- [To do] Filter the data for lines with the word "alert" and copy those lines.

# # # # #

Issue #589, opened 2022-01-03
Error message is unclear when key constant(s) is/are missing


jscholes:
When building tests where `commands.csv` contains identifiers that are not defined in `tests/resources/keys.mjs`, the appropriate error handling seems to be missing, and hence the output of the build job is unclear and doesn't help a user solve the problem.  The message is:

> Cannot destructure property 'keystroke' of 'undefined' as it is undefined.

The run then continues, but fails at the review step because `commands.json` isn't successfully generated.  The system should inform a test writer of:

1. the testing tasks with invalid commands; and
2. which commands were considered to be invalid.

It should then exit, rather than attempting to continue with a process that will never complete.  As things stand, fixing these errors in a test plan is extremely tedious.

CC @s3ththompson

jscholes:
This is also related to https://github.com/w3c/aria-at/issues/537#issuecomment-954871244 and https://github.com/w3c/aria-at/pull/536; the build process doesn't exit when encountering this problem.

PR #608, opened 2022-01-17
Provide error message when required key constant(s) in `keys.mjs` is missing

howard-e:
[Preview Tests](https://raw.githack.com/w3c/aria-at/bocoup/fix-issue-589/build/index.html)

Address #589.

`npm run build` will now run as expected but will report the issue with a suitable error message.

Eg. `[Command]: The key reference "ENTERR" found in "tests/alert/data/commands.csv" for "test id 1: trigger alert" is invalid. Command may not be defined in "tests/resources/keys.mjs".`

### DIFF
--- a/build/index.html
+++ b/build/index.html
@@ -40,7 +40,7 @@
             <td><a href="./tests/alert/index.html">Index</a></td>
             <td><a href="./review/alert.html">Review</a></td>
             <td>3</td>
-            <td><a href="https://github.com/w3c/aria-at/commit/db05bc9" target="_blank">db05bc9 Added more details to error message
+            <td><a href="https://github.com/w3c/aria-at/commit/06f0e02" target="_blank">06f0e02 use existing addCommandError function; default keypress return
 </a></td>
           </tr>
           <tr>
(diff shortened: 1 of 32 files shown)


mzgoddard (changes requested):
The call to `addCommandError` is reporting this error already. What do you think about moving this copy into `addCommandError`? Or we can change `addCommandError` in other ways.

# # # # #

- [Result for this exercise]
Eg. `[Command]: The key reference "ENTERR" found in "tests/alert/data/commands.csv" for "test id 1: trigger alert" is invalid. Command may not be defined in "tests/resources/keys.mjs".`
             <td><a href="./tests/alert/index.html">Index</a></td>
             <td><a href="./review/alert.html">Review</a></td>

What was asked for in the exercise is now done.